Safety and Efficacy Study of Single Doses of TT-034 in Patients With Chronic Hepatitis C

This study is currently recruiting participants. (see Contacts and Locations)
Verified April 2014 by Tacere Therapeutics, Inc.
Sponsor:
Information provided by (Responsible Party):
Tacere Therapeutics, Inc.
ClinicalTrials.gov Identifier:
NCT01899092
First received: July 8, 2013
Last updated: April 14, 2014
Last verified: April 2014
  Purpose

The study is a first in man, dose escalation study that will measure the safety and efficacy of TT-034 in the treatment of patients with chronic hepatitis C. The study is divided into 5 dose levels. Subjects will be given a single dose delivered by IV infusion. The subjects will be monitored and the data analyzed. After a set time, between 6 and 10 weeks depending on the dose level, the next set of subjects will be dosed. The study drug is a gene therapy treatment that produces molecules that destroy the Hepatitis C virus (HCV) in infected cells. Once the study drug is given, it cannot be withdrawn. Additionally, once an individual receives a dose, he or she will not be able to receive a second dose, but will remain eligible to receive most other HCV treatments.

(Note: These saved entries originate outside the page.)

PR #314, opened 2026-05-12
fix(cli): add --data-dir flag + AGENTMEMORY_DATA_DIR so engine state lives outside repos

### LINKED ISSUE #303: Engine writes data/ to caller's cwd — pollutes user repos when started from project root
## Summary

`npx @agentmemory/agentmemory` starts `iii-engine` with the *current working directory* as the state-store location. When the server is launched from inside a project (which is the default for the Claude Code plugin auto-start path, since Claude Code's cwd is the user's repo), the engine writes a `data/` directory directly into the user's git working tree:

```
data/state_store.db/mem%3Aaccess.bin
data/state_store.db/mem%3Ahealth.bin
data/state_store.db/mem%3Amemories.bin
data/state_store.db/mem%3Aobs%3A<session-id>.bin
data/state_store.db/mem%3Aindex%3Abm25.bin
data/stream_store/stream%3Amem-live%3A<session-id>.bin
data/stream_store/stream%3Amem-live%3Aviewer.bin
```

These show up immediately in `git status` and are easy to accidentally commit. They also leak session ids and memory contents into whatever repo the user happened to be in when the server first started.

## Repro

```bash
cd ~/some-project    # any git repo
npx -y @agentmemory/agentmemory   # let it become healthy
# in another shell:
cd ~/some-project && git status
# => Untracked: data/
```

## Environment

- macOS 14 (darwin 23.6.0), x86_64
- agentmemory `0.9.9`
- iii-engine `0.11.2` (the version agentmemory pins)
- Node from `npx`, no Docker fallback

## Workaround

Start the server from a dedicated directory:

```bash
mkdir -p ~/.agentmemory
cd ~/.agentmemory && npx -y @agentmemory/agentmemory
```

This works, but it's fragile because:
1. The Claude Code plugin install instructions (\"run `npx @agentmemory/agentmemory` in a separate terminal\") don't mention cwd, so a typical user who pastes the install block into their project terminal will hit this.
2. There's no CLI flag or env var to override the data location (`--help` lists `--port`, `--no-engine`, `--tools`, `--verbose`, but nothing for state).
3. If/when any hook or skill auto-spawns the engine, it will inherit Claude Code's cwd (the repo) and recreate the problem.

## Proposed fix

Make the state-store location explicit and default it outside any repo. A couple of equivalent shapes:

1. **CLI flag + env var**, defaulting to `~/.agentmemory/data` (or platform-appropriate: `$XDG_DATA_HOME/agentmemory` on Linux, `~/Library/Application Support/agentmemory` on macOS):
   ```bash
   agentmemory --data-dir ~/.agentmemory/data
   AGENTMEMORY_DATA_DIR=~/.agentmemory/data npx @agentmemory/agentmemory
   ```
2. **Auto-relocate** when started inside a git repo: detect `.git` in cwd or any ancestor, and if found, use `~/.agentmemory/data` instead of `./data`. Log a one-line warning so users aren't surprised.

(2) alone would catch every accidental case without needing users to set anything; (1) is still worth having for users who want to pin the location.

Happy to send a PR if you'd like — let me know which shape you prefer.

## Why this matters

Plugin auto-installation is the headline path in the README (\"`/plugin marketplace add rohitg00/agentmemory` and `/plugin install agentmemory`\"). Anyone following that path from inside their repo gets engine state written into their working tree on the first run. The current default basically guarantees a footgun for the recommended install flow.

mvanhorn:
## Summary

Adds a `--data-dir` flag and `AGENTMEMORY_DATA_DIR` env var so the engine writes its state outside the caller's cwd. Defaults to a platform-appropriate user dir, so the documented `npx @agentmemory/agentmemory` flow no longer drops a `data/` tree into whatever repo you happen to be in.

## What changed

- `src/cli-data-dir.ts` — new resolver: flag > env > platform default. `~` expansion, `${VAR}` interpolation, `.` and `./data` honored as explicit opt-ins for repo-local state.
- `src/cli.ts` — `--data-dir <path>` parsed alongside `--port`; writes a runtime `iii-config.yaml` into the resolved dir so `state_store.db` and `stream_store` live there too. `--help` documents the flag.
- `docker-compose.yml` — fallback mount becomes `${AGENTMEMORY_DATA_DIR:-iii-data}` to `/data`.
- `README.md` — short section on the new flag and env var.
- `test/cli-data-dir.test.ts` — covers flag-wins, env-fallback, default-not-cwd, repo-local opt-in, `~` expansion.

Default by platform:
- macOS: `~/Library/Application Support/agentmemory`
- Linux: `$XDG_DATA_HOME/agentmemory` (falls back to `~/.local/share/agentmemory`)
- Windows: `~/AppData/Local/agentmemory`

## Testing

`npm test` and `npm run build` couldn't run locally because `vitest` / `tsdown` aren't installed in this sandbox (`npm install` blocked by network). The new tests are written against the existing vitest shape used elsewhere in `test/`; CI / CodeRabbit will exercise them.

Fixes #303

Signed-off-by: Matt Van Horn <mvanhorn@gmail.com>

## Summary by CodeRabbit

* **New Features**
  * Added persistent data directory configuration via `--data-dir` or `AGENTMEMORY_DATA_DIR`, with OS-specific defaults and `--instance`-scoped storage.
  * The CLI now generates a runtime `iii-config.yaml` so databases and stream files live under the resolved directory (with a one-time relocation notice when applicable).
* **Deployment**
  * Docker Compose mounts the engine `/data` path using the `AGENTMEMORY_DATA_DIR`-based location instead of a fixed named volume.
* **Documentation**
  * README updated with default locations and override instructions; the environment reference now includes `AGENTMEMORY_DATA_DIR`.
* **Bug Fixes**
  * `import-jsonl` now treats `--data-dir` as a value-taking option.
* **Tests**
  * Added unit tests covering precedence, defaults, and legacy/relocation behavior.


HaleTom:
Please be aware of #871 which is about moving the `bin` directory to the XDGBDS directory: `$HOME/.local/bin`.

rohitg00:
hey, please rebase. thanks

HaleTom:
Would you consider moving the default install directory to $XDG_DATA_HOME/agentmemory also?

Otherwise there would be two directories (`~/.agentmemory` would be the other, which doesn't conform to the XDGBDS).

mvanhorn:
Thanks @HaleTom - good news, the PR already does this. On Linux the default resolves to `$XDG_DATA_HOME/agentmemory` when set, falling back to `~/.local/share/agentmemory` (the XDG spec default) - see `platformDefaultDataDir` in `src/cli-data-dir.ts`. macOS uses `~/Library/Application Support/agentmemory` (platform-native), and Windows uses `%APPDATA%/agentmemory`, with `~/.agentmemory` only as a last-resort when APPDATA is unset. So no `~/.agentmemory` on Linux/macOS. (The `~/.agentmemory/.env` you may be thinking of is the separate hermes integration's config path, not this data dir.) Happy to switch macOS to XDG too if you'd prefer that over Application Support. Thanks also for the #871 pointer.

rohitg00:
The core fix is right. Confirmed on current main: the engine spawns with the caller's cwd and the bundled `iii-config.yaml` uses relative `./data/state_store.db`, so `npx @agentmemory/agentmemory` drops a `data/` tree into whatever repo you run it in. A `--data-dir` / `AGENTMEMORY_DATA_DIR` with a platform default is the right shape for #303.

Two things before it can land:

1. Migration / back-compat. Changing the default from cwd `./data` to a platform user dir orphans existing users' state: they boot into a fresh empty store and their memories look gone. Please add an adopt-legacy step, if a `./data` (or the prior default) already exists, use or migrate it, and fall back to the new platform default only for fresh installs.

2. Rebase. The branch is conflicting and predates the current CLI. Config is now resolved through `findIiiConfig()` (env > cwd > ~/.agentmemory > bundled), and there is a `--instance` multi-daemon mode plus a private engine install under `~/.agentmemory/bin`. The resolver needs to reconcile with `findIiiConfig()`, and `--data-dir` should compose with `--instance` so two daemons never share one state store.

Supply chain and scope look clean (no dependency, postinstall, or workflow changes). Solid DX win once the migration path is in.

mvanhorn:
Pushed 8242fab with the adopt-legacy step: if a ./data store from the prior default exists, it keeps being used before the platform-default kicks in, so nobody's memories vanish on upgrade. Added tests covering both the changed-file and no-op paths. Build and vitest pass locally (5/5).

rohitg00:
@mvanhorn conflicts are still there.

mvanhorn:
Rebased onto latest main and resolved the conflicts. The data-dir handling is re-ported onto the refactored engine-start flow: the runtime iii config (pointing at the relocated data dir) now feeds startIiiBin and the pinned-version path, and my old fallback loop is dropped in favor of main's pickCompatibleIii. Build and tests pass locally. Should be clean to review now.

mvanhorn:
Regenerated the skills reference (`npm run skills:gen`) so `AGENTMEMORY_DATA_DIR` shows up — the stale autogen block in `REFERENCE.md` was what the check was failing on. Focused data-dir tests pass 5/5; the remaining suite failures are the sandbox loopback/home-write ones that also reproduce on `main`.

mvanhorn:
Fixed the broken anchor — the heading slug is `#local-models-ollama--lm-studio--vllm` (the removed slashes leave double hyphens), so the link resolves now.

rohitg00 (changes requested):
Thanks for turning this around, @mvanhorn. The adopt-legacy commit is exactly the migration path I was worried about last time, and the rebase cleared the conflicts. Core idea is right and I want it in. Three things holding me back, all about what happens on real setups:

**1. The legacy `./data` pickup is too eager.** `resolveDataDir` adopts any `data/` folder in the cwd (`existsSync(resolve(cwd, "data"))`), but loads of repos already have a `data/` dir that has nothing to do with us (ML/data projects especially). Someone runs `npx @agentmemory/agentmemory` in one of those and we quietly start writing `state_store.db` / `stream_store` / `iii-config.yaml` into their folder. That's worse than the bug we're fixing. Can we only adopt it when it's actually ours, e.g. `data/state_store.db` (or `data/iii-config.yaml`) exists?

**2. Docker users lose their volume.** cli.ts sets `process.env.AGENTMEMORY_DATA_DIR` to the resolved absolute path unconditionally, even for the default. So in docker-compose, `${AGENTMEMORY_DATA_DIR:-iii-data}` never falls back to the `iii-data` named volume, it bind-mounts the platform dir instead. Anyone already on the docker path suddenly boots against an empty dir with their old memories stranded in the named volume. I think we only want to export `AGENTMEMORY_DATA_DIR` when the user actually passed `--data-dir` / set the env, so the default keeps the volume.

**3. The XDG relocation is too broad.** It fires whenever cwd is inside any git repo and `XDG_DATA_HOME` is set, without checking XDG actually points inside the worktree. So `XDG_DATA_HOME=/mnt/data` run from a normal repo gets XDG ignored plus a warning that says it's "inside a git worktree" when it isn't. Can we scope it to when the XDG path is really under the git root?

Two smaller ones, fine as follow-ups: `--data-dir` doesn't move the image store (`IMAGES_DIR` is still hardcoded to `~/.agentmemory/images`, nothing on the worker reads `AGENTMEMORY_DATA_DIR`), and `renderIiiConfig` rewrites the two `file_path` lines by exact string match, so a custom `~/.agentmemory/iii-config.yaml` would silently keep writing to `./data`.

Requesting changes on 1-3, but this is close and I appreciate you sticking with it.

mvanhorn:
All three addressed in 9f5f449.

1. Legacy `./data` pickup is now keyed on the directory actually being ours: `resolveDataDir` adopts it only when `data/state_store.db` or `data/iii-config.yaml` exists, rather than on `data/` existing at all. Your ML-repo example was the right one to worry about.

2. `cli.ts` only exports `AGENTMEMORY_DATA_DIR` when the resolution source is `flag` or `env`, so the default no longer shadows `${AGENTMEMORY_DATA_DIR:-iii-data}` in docker-compose and existing users keep their named volume.

3. The XDG relocation now requires the XDG path to actually be under the git root, via a `relative()`-based containment check rather than just "cwd is inside a repo and XDG_DATA_HOME is set". `XDG_DATA_HOME=/mnt/data` from a normal repo is left alone, with no misleading worktree warning.

I left the two you called follow-ups alone: `IMAGES_DIR` still does not move with `--data-dir`, and `renderIiiConfig` still rewrites the `file_path` lines by exact string match. Happy to take either in a separate PR.

Test run: 1417 passed, 5 failed. The 5 are in `test/hook-project.test.ts` and fail identically on clean HEAD; they assert `resolveProject` returns `"agentmemory"`, which only holds when the checkout directory is named that. Mine is not, so they are an artifact of where I cloned it. The two new `cli-data-dir` cases pass.

rohitg00:
Thanks @mvanhorn for your contribution!

rohitg00 (approved):

mvanhorn:
Thank you for merging the --data-dir flag. Appreciate you taking a change that keeps engine state out of the caller's cwd.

Condition Intervention Phase
Hepatitis C
Drug: TT-034
Phase 1
Phase 2

Study Type: Interventional
Study Design: Endpoint Classification: Safety/Efficacy Study
Intervention Model: Single Group Assignment
Masking: Open Label
Primary Purpose: Treatment
Official Title: A Phase I,II Open-Label Dose Escalation Study to Evaluate the Safety and Efficacy of Single Doses of TT-034 for Subjects With Chronic Hepatitis C (CHC) Infection

Resource links provided by NLM:


Further study details as provided by Tacere Therapeutics, Inc.:

Primary Outcome Measures:
  • The primary objective is to assess the safety and tolerability of single escalating doses of TT-034 administered IV as a single infusion to subjects with CHC. [ Time Frame: 6 months ] [ Designated as safety issue: Yes ]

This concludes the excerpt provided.